◆ **PROVIDED MATERIAL**
━━━━━━━━

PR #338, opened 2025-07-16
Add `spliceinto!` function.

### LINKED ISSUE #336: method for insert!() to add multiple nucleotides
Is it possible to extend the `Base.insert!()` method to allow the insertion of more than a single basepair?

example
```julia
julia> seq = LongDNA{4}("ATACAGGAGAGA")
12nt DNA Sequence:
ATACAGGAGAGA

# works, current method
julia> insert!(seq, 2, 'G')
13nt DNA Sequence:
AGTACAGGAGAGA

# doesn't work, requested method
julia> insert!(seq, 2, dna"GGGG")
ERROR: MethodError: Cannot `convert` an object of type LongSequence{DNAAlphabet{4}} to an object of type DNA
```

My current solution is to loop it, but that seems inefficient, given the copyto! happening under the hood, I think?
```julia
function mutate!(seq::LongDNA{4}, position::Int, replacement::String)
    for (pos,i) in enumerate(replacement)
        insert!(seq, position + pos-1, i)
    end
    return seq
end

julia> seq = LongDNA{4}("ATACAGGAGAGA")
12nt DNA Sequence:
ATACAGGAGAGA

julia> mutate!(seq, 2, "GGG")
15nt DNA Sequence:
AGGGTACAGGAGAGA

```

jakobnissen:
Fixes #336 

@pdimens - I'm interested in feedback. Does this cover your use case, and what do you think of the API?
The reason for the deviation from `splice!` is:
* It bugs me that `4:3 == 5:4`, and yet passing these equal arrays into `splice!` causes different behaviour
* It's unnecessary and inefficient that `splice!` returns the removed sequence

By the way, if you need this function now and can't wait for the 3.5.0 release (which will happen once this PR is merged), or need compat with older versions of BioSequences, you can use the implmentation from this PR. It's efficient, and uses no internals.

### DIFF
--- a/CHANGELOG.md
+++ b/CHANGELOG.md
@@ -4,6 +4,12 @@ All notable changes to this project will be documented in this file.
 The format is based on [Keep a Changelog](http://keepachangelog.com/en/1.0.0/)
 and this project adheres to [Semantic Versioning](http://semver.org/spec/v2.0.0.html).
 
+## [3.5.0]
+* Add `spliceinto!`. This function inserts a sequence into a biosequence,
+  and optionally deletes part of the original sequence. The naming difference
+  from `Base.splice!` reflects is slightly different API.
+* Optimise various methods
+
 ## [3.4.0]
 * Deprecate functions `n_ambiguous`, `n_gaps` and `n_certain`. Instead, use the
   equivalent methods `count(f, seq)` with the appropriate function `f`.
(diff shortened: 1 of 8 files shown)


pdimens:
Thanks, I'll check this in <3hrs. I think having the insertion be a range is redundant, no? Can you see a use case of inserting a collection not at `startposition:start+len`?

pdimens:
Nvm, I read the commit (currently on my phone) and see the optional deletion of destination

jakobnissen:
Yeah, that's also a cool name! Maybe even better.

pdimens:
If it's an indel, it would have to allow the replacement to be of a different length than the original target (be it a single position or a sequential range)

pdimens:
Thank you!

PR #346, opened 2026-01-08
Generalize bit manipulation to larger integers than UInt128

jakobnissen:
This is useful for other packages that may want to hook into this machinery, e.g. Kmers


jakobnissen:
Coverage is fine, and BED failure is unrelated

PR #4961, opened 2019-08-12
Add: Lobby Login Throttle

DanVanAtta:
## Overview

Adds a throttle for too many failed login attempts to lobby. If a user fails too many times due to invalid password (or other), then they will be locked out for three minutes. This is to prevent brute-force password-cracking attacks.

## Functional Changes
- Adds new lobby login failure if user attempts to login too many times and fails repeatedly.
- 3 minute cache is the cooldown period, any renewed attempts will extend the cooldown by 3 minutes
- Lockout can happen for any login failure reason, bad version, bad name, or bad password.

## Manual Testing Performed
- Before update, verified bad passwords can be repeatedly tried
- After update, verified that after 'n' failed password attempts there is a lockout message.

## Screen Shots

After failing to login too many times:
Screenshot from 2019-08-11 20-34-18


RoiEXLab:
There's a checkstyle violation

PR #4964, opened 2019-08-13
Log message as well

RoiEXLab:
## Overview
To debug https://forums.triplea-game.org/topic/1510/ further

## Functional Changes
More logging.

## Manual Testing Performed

━━━━━━━━

◆ **WHAT THE TASK ASKS**
Check each line of these records for the string "range" and state only how many lines have it.

◆ **SOLUTION FOR THIS PROBLEM**
2